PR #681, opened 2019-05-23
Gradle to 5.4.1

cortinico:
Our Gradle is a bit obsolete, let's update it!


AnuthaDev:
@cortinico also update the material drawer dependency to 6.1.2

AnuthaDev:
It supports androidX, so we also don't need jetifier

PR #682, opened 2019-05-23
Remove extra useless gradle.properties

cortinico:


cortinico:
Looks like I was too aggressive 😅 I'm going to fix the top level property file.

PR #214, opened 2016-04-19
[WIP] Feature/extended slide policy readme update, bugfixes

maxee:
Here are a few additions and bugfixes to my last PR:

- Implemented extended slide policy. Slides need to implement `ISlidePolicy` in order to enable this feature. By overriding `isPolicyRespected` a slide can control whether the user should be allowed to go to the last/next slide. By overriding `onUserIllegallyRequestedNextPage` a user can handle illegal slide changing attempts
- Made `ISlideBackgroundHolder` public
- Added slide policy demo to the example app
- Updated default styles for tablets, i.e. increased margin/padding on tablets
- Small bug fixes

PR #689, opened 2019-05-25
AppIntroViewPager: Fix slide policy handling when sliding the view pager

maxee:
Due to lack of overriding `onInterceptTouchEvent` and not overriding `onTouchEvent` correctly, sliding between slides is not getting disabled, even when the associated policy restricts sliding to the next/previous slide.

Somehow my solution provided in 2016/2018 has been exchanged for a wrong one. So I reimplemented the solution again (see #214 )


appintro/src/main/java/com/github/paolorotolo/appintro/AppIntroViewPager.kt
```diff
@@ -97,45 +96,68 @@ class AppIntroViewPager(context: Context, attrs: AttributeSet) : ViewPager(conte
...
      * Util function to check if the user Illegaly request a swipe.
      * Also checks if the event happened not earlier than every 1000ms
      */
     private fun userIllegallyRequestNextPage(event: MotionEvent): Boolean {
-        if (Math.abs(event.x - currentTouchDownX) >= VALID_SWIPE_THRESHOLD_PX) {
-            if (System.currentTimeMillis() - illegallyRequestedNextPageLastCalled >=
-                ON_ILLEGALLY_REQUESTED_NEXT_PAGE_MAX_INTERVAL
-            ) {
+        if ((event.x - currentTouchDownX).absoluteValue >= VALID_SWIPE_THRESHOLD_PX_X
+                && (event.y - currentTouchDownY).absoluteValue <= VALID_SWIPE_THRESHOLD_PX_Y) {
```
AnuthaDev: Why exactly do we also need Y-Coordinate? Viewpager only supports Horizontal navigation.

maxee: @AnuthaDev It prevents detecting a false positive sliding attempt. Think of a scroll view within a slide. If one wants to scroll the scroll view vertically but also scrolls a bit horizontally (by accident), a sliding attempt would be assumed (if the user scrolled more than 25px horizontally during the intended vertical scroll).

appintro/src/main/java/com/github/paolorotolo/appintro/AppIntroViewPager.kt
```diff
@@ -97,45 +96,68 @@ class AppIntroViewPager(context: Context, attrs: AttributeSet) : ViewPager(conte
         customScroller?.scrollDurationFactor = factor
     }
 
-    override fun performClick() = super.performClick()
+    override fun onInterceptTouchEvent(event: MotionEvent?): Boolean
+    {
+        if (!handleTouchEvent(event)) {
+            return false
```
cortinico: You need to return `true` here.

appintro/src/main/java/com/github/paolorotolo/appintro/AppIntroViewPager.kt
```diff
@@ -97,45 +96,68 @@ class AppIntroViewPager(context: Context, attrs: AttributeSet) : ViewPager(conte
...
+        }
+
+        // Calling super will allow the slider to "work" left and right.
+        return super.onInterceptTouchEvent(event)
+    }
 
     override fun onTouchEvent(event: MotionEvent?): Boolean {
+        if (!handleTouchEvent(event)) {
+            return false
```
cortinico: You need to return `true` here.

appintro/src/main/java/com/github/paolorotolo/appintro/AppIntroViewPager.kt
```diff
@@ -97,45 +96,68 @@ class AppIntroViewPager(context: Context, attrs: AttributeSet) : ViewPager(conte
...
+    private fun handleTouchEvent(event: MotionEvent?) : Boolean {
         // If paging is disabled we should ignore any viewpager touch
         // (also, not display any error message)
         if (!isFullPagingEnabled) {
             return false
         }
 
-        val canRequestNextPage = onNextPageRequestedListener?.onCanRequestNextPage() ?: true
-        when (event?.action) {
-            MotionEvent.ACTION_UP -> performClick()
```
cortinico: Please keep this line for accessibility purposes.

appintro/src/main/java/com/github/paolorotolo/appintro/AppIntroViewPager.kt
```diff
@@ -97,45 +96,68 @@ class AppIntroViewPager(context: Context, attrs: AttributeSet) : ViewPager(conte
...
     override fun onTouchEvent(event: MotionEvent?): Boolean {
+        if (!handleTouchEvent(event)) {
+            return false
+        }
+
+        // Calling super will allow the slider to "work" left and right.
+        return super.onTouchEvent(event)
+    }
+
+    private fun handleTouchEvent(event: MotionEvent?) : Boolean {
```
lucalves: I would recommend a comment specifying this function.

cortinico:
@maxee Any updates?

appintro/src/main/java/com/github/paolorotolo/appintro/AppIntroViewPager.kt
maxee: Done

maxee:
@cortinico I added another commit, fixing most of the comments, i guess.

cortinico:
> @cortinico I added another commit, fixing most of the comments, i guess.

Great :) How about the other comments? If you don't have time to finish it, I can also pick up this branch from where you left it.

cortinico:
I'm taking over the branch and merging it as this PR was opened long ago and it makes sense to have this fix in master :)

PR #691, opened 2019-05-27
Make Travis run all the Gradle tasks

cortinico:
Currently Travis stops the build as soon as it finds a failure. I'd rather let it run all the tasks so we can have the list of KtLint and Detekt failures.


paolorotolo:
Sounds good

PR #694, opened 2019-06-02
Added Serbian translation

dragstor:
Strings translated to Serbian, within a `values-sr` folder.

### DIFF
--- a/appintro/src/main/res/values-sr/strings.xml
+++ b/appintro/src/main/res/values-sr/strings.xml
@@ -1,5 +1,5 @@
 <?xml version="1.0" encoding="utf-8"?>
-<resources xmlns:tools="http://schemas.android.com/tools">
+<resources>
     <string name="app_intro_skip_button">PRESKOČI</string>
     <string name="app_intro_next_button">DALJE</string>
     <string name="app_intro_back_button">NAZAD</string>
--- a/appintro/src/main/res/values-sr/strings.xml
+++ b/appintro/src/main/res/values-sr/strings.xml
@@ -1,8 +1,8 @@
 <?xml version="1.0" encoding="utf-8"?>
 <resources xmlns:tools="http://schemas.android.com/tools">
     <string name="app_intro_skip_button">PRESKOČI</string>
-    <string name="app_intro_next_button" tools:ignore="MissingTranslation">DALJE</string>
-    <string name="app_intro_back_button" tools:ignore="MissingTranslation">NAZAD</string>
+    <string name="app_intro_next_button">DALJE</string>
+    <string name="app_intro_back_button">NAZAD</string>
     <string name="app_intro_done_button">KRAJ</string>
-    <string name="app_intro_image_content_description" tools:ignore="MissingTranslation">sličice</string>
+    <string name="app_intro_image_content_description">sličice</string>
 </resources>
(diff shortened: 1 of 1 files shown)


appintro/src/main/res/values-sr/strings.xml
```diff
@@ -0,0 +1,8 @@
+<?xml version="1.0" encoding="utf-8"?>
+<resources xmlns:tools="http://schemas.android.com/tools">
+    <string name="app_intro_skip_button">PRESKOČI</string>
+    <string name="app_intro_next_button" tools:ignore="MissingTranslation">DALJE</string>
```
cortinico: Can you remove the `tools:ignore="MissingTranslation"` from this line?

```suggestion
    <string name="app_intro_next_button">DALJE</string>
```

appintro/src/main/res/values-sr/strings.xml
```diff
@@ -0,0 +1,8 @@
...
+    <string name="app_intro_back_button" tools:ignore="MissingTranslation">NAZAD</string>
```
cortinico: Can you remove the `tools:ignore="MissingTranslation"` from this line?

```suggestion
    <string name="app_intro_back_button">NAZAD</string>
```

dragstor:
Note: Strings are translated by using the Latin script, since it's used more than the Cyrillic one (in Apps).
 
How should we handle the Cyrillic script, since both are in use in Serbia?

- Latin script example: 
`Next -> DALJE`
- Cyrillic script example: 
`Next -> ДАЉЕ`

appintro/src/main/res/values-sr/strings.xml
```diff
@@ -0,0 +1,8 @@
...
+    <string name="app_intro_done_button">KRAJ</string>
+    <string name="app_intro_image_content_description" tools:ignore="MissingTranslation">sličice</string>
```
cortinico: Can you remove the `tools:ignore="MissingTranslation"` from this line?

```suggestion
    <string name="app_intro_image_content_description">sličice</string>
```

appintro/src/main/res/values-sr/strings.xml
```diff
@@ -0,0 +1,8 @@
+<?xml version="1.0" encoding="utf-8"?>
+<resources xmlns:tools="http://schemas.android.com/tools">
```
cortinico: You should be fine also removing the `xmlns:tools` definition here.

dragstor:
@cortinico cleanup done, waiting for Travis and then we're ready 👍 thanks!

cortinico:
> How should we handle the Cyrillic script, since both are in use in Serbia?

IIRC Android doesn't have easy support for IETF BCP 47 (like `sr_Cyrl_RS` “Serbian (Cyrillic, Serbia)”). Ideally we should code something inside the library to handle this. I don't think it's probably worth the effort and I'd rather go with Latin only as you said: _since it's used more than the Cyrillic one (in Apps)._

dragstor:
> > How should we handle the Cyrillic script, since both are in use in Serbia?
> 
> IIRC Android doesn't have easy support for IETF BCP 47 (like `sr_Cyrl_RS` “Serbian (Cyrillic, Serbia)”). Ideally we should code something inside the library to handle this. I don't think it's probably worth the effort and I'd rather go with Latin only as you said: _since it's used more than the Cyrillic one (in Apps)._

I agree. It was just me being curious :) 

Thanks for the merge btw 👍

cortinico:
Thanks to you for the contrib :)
☆ ☆ ☆ ☆
* **Work order**:
Looking at the entries, work out how many lines include the word "bugfixes" and give the number by itself.

* **Written solution**:
2